About this exercise:
Every line from the one containing "felixlut: So how" to the one containing "I just go stuck" in the records below, both included, must be set down exactly, and no other line.

Records from a data collection

PR #1806, opened 2023-07-21
Enforce valid chars in repo name

### LINKED ISSUE #1215: `github_repository` with a `name` attribute that contains spaces or special characters fails
Hi,

As per title—
When the repository name has spaces or special characters, only the original creation operation in the provider code will work, subsequent edits will fail.

_Context:_ `github_repository` does a `POST` request (e.g.`POST /orgs/<org>/repos`) to create the repo followed by one or more `PATCH` requests (`PATCH /repos/<org>/<repo>`) to set other options.

The `POST` method will take the name as-is but will return a repo with the spaces and special characters in the name replaced by dashes (`-`) (e.g. `Repo Test` -> `Repo-Test`).

The subsequent `PATCH` request(s) will send the original `name` in its payload (e.g. `Repo Test`), which the API will reject with a `422 Unprocessable Entity`:

```json
{
  "message": "Validation Failed",
  "errors": [],
  "documentation_url": "https://docs.github.com/rest/reference/repos#update-a-repository"
 }
```

### Terraform Version

```
Terraform v1.2.4
on linux_amd64
+ provider registry.terraform.io/integrations/github v4.26.1
```

### Affected Resource(s)

`github_repository`

```hcl
resource "github_repository" "repo-test-space" {
  name        = "Repo Test"
  description = "Repo Test Description"
}
```

### Debug Output

https://gist.github.com/pndurette/b33d98cddd97892f98fb02738e61c788

### Panic Output

N/A

### Expected Behavior

It should create the `github_repository` resource and it should not be tainted.

Either:
* The provider should limit the repository `name` to what the API does with it (`^[a-zA-Z0-9_.]+$` afaik)
* The provider should "transform" the given name (like the API would) and use that in all repository operations (i.e. `client.Repositories.CreateFromTemplate()`, `client.Repositories.Create()`, `client.Repositories.Edit()`).
* The provider should get (read) the repository from the API before the update that comes just after create?
* ...?

### Actual Behavior

A Terraform _create_ or _update_ on a `github_repository` resource when the `name` contains spaces or special characters fails.

```hcl
Error: PATCH https://api.github.com/repos/<org>/<repo>: 422 Validation Failed []

  with github_repository.repo-test-space,
  on github_repos.tf line 93, in resource "github_repository" "repo-test-space":
  93: resource "github_repository" "repo-test-space" {
```

Which comes from this [`PATCH` request](https://docs.github.com/en/rest/repos/repos#update-a-repository):
```
PATCH /repos/<org>/Repo-Test HTTP/1.1
Host: api.github.com
User-Agent: go-github
Content-Length: 387
Accept: application/vnd.github.baptiste-preview+json, application/vnd.github.nebula-preview+json
Content-Type: application/json
Accept-Encoding: gzip

{
 "name": "Repo Test",
 "description": "Repo Test Description",
 "homepage": "",
 "auto_init": false,
 "allow_rebase_merge": true,
 "allow_squash_merge": true,
 "allow_merge_commit": true,
 "allow_auto_merge": false,
 "delete_branch_on_merge": false,
 "archived": false,
 "has_issues": false,
 "has_wiki": false,
 "has_projects": false,
 "has_downloads": false,
 "is_template": false,
 "license_template": "",
 "gitignore_template": ""
}
```

Notice `Repo-Test` in the URL and `Repo Test` in the payload.

### Steps to Reproduce

1. Have an auth method configured to the right GitHub owner, having the `repo` scope
2. `terraform apply`

### Important Factoids

* Workaround is to set `github_repository` with a `name` that matches `^[a-zA-Z0-9_.]+$`
* After the `apply` failure, changing the `name` to another one with illegal characters will _work_ for some reason, but will fail again on the next `apply`.

### References

Are there any other GitHub issues (open or closed) or Pull Requests that should be linked here?

- #850 
- #1001

btlogy:
Resolves #1215

----

### Before the change?

* The name of the repository can be a string long from 1 to 100 containing any type of character.

### After the change?

* The name of the repository can be a string long from 1 to 100 containing only valid characters (as per API).

### Pull request checklist

- [x] Yes: Adding/altering a validation rule to an existing parameter
- [ ] No

----


btlogy:
I guess I should try to add a few test for this validation...
Too bad I can not find any for the current validation (name length between 1 and 100) :-(

btlogy:
I wish I could have linked this regexp with some API documentation, but I've not found any!?
Also: sorry I've mentioned "dash" in place of "hyphen" in my commit (I do not think it is worth a force push, right?).

btlogy:
About this being a "breaking change":
According to #1215, it looks to me like one could have ever successfully created and manage repositories containing space in their name using this provider.
Maybe not breaking anything after all...

kfcampbell (approved):

PR #1832, opened 2023-08-08
Add owner attribute for repository resource

### LINKED ISSUE #1702: [FEAT]: github_repository select organization to use in Enterprise
### Describe the need

We are leveraging GitHub Enterprise Managed Users and have multiple organizations in the enterprise.

We are trying to create repositories for specific organizations, but currently do not see an argument in github_repository for setting the organization.

Potentially something like setting the owner field below:
```
  name        = "example"
  owner         = "my-org"

  visibility = "internal"
}
```

I believe a workaround is we could create a separate Terraform pipeline for each organization and set the owner in the provider, but it would require a maintaining the terraform state for each organization.

Would the workaround be the recommended approach? Thoughts on this as a feature?

### SDK Version

_No response_

### API Version

_No response_

### Relevant log output

_No response_

### Code of Conduct

tdabasinskas:
An attempt to fix #1702.

The lack of ability to specify `owner` for an individual repository resource makes this provider pretty much unusable in a GHES environment containing over 300 organizations – having a separate provider for every single organization is probably not a great idea.

I'm not sure my solution is ideal – the current code is quite biased on the owner being resolved automatically, so it's a bit challenging to add support for an explicit owner without introducing a breaking change.

I've tested this quite extensively manually – seems to be working as expected. If someone could help with adding some tests to confirm this, I would appreciate. Also, these changes should be applied to all `repository_` resources, but prior to doing that, I wanted to get some feedback.

----

### Before the change?
* `repository` resource uses `owner` specified at the provider level.

### After the change?
* `repository` resource supports an optional `owner` argument.
* If the argument is provided, the resource is managed under that specific owner.
* If the argument is not provided, the owner defined at the provider level is used.

### Pull request checklist

- [ ] Yes
- [X] No

----


website/docs/r/repository.html.markdown
```diff
@@ -55,6 +55,9 @@ The following arguments are supported:
 
 * `name` - (Required) The name of the repository.
 
+* `owner` - (Optional) The GitHub organization or user the repository is owned by.
+ Defaults to the owner/organization specified in the provider configuration.
+
```
kfcampbell, line 60:
```suggestion
* `owner` - (Optional) The GitHub organization or user the repository is owned by.
Defaults to the owner/organization specified in the provider configuration.
If neither are given, this field defaults to the authenticated user. 
```

kfcampbell:
This seems like a good approach to the change to me, though I also feel somewhat uncomfortable without integration tests.

nickfloyd:
Hey @tdabasinskas, just a quick follow up.  Is this something that you are interested in wrapping up? 
I think the remaining items are: 
* @kfcampbell left a quick suggestion on the docs
* Some integration tests if you get the chance

Thanks again for making things better for the community here! ❤️

tdabasinskas:
Hi @nickfloyd,

Sorry for dropping a ball on this.

I've updated the docs as per @kfcampbell proposal. However, I'm not sure when I could do the integration tests, and, more importantly, add this to all the rest of repository-related resources. Being able to set `owner` only for `repository` resource but still requiring dedicated providers for all other resources, is not ideal 😕

kfcampbell:
> Being able to set owner only for repository resource but still requiring dedicated providers for all other resources, is not ideal 😕

I definitely agree with this take, and this is something the provider can stand to do a lot better on. We'd definitely be receptive to anybody wanting to continue this work.

avidspartan1:
Hey every, just a heads up - I merged this branch into my own and am continuing this work there. Feedback welcome!

PR #1780, opened 2023-07-07
Upgrade to Terraform Plugin SDK v2

kfcampbell:
The [most recent release failed](https://github.com/integrations/terraform-provider-github/actions/runs/5469879925/jobs/9959316344) due to some lingering `go mod tidy` issues we've seen. This can be more permanently resolved by making a concerted effort to update Terraform provider SDK versions. 

The upgrade has been performed by following the steps [here](https://developer.hashicorp.com/terraform/plugin/sdkv2/guides/v2-upgrade-guide) and using the `tf-sdk-migrator` tooling provided by Hashicorp.

PR #1833, opened 2023-08-11
GitHub org ignore archived repos

### LINKED ISSUE #1826: [FEAT]: allow filtering of archived repos in github_organization
### Describe the need

Currently the `github_organization` datasource exposes all the repos of the org in the [`repositories`](https://registry.terraform.io/providers/integrations/github/latest/docs/data-sources/organization#repositories) attribute. I would like to make it possible to filter these repos based on whether they are ``archived`` or not. While this is possible to do afterwards, you'd have to make a second API call via a [``github_repository``](https://registry.terraform.io/providers/integrations/github/latest/docs/data-sources/repository#archived) datasource, which I want to avoid. 

My initial idea would be to add a `ignore_archived_repos` argument (defaulted to ``false`` if not explicitly set to not break current usage), which simply would simply filter the list returned in the [`repositories`](https://registry.terraform.io/providers/integrations/github/latest/docs/data-sources/organization#repositories) attribute to only return repos that aren't ``archived``. I could also add a separate attribute called `non-archived-repos` or similar, returning both the filtered and unfiltered lists. I'm leaning towards the former approach, but I could be convinced to go the other way

And I could work on this.  

### SDK Version

_No response_

### API Version

_No response_

### Relevant log output

_No response_

### Code of Conduct

felixlut:
Resolves #1826

----

### Before the change?

* The `repositories` attribute of a `github_organization` always included all repos in the entire Organziation, including archived ones. 

### After the change?

* The `repositories` attribute of a `github_organization` can now selectively ignore archived repos for the `repositories` attribute. 

### Pull request checklist

No

- [ ] Yes
- [x] No

----


github/data_source_github_organization_test.go
```diff
@@ -54,4 +55,69 @@ func TestAccGithubOrganizationDataSource(t *testing.T) {
...
+			output "should_be_false" {
+				value = contains(data.github_organization.skip_archived.repositories, github_repository.archived.full_name)
+			}
+			output "should_be_true" {
+				value = contains(data.github_organization.all_repos.repositories, github_repository.archived.full_name)
+			}
+		`, randomID, testOrganization, testOrganization)
+
+		check := resource.ComposeTestCheckFunc(
+			resource.TestCheckOutput("should_be_false", "false"),
```
felixlut, line 92: @kfcampbell this test is based on the ones I found [here](https://github.com/ovh/terraform-provider-ovh/blob/95e83bb4df06b18b8cc5b92dcb42981e153535be/ovh/data_cloud_project_users_test.go#L44), where it appears that ``TestCheckOutput()`` handles the conversions of bools and strings, i.e., `false` --> `"false"`. That code uses `terraform-plugin-sdk/v2`, while the GitHub provider uses `v1`. Is there a reason for not using v2 here?

I think I read somewhere in the docs that you guys don't want the developer community to not mess with bumping dependencies ourselves, which is why I'm asking 😄

kfcampbell: The reason is due to lack of prioritization of #1780, not anything super intentional. I'm fine adding v2 as a dependency since we'll need to cut over to it anyways.

felixlut: So how do we move forward here? Should I wait until #1780 is merged, or import and use `v2` in `data_source_github_organization_test.go` (if that is even possible, haven't dealt much with golang dependencies and vendoring before)? I don't care about getting this in fast, so if it takes another couple of weeks for #1780, I'm fine to wait

kfcampbell: Let's move forward with your second option. The approach you describe is indeed possible and I think it's unlikely #1780 is going to be merged in the near future.

felixlut: I played around a bit with option 2, but I think using both v1 and v2 of the sdk is not compatible, at least not without doing some real weird stuff. 

First of you need to use a version of the sdk before `v2.10.1` (which released in dec 2021). Using a later version requires a bump of `terraform-exec`, to a version above `v0.16.0`, [which deprecated the `tfinstall` package](https://github.com/hashicorp/terraform-exec/blob/f8daf3dc8e047bd082f80a0918488f06e3ce233b/CHANGELOG.md?plain=1#L79C1-L99) that v1 of the sdk depends on

I just go stuck with the tests using the [`testAccProviders` (defined in `github/provider_test.go`)](https://github.com/integrations/terraform-provider-github/blob/52489e144754805407365053e0c15f620ce8f39a/github/provider_test.go#L12-L14), which uses v1. They cannot be used for the v2 tests in `github/data_source_github_organization_test.go`.

kfcampbell: Oh gross...thanks for doing the legwork on that! I'm :+1: on waiting for now.

kfcampbell: If you're interested in picking up #1780 and fixing the build errors, please feel free! You should be able to create a new PR off of my branch if you desire.

felixlut: @kfcampbell that thought did cross my mind, especially since the time I spent working around it could have been enough to just make it work properly. I learnt a lot about go dependencies at least 😅 

I make take a look later

kfcampbell: Haha, I'm glad you were able to take something positive out of it! Should you end up deciding to do so, I'd be happy to look at it.

felixlut: With the new release this actually works, I've tested it locally.

kfcampbell (approved):
I'm glad the SDK bump unblocked this work! Confirming that the added integration test is passing for me.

Your response:
felixlut: So how do we move forward here? Should I wait until #1780 is merged, or import and use `v2` in `data_source_github_organization_test.go` (if that is even possible, haven't dealt much with golang dependencies and vendoring before)? I don't care about getting this in fast, so if it takes another couple of weeks for #1780, I'm fine to wait

kfcampbell: Let's move forward with your second option. The approach you describe is indeed possible and I think it's unlikely #1780 is going to be merged in the near future.

felixlut: I played around a bit with option 2, but I think using both v1 and v2 of the sdk is not compatible, at least not without doing some real weird stuff. 

First of you need to use a version of the sdk before `v2.10.1` (which released in dec 2021). Using a later version requires a bump of `terraform-exec`, to a version above `v0.16.0`, [which deprecated the `tfinstall` package](https://github.com/hashicorp/terraform-exec/blob/f8daf3dc8e047bd082f80a0918488f06e3ce233b/CHANGELOG.md?plain=1#L79C1-L99) that v1 of the sdk depends on

I just go stuck with the tests using the [`testAccProviders` (defined in `github/provider_test.go`)](https://github.com/integrations/terraform-provider-github/blob/52489e144754805407365053e0c15f620ce8f39a/github/provider_test.go#L12-L14), which uses v1. They cannot be used for the v2 tests in `github/data_source_github_organization_test.go`.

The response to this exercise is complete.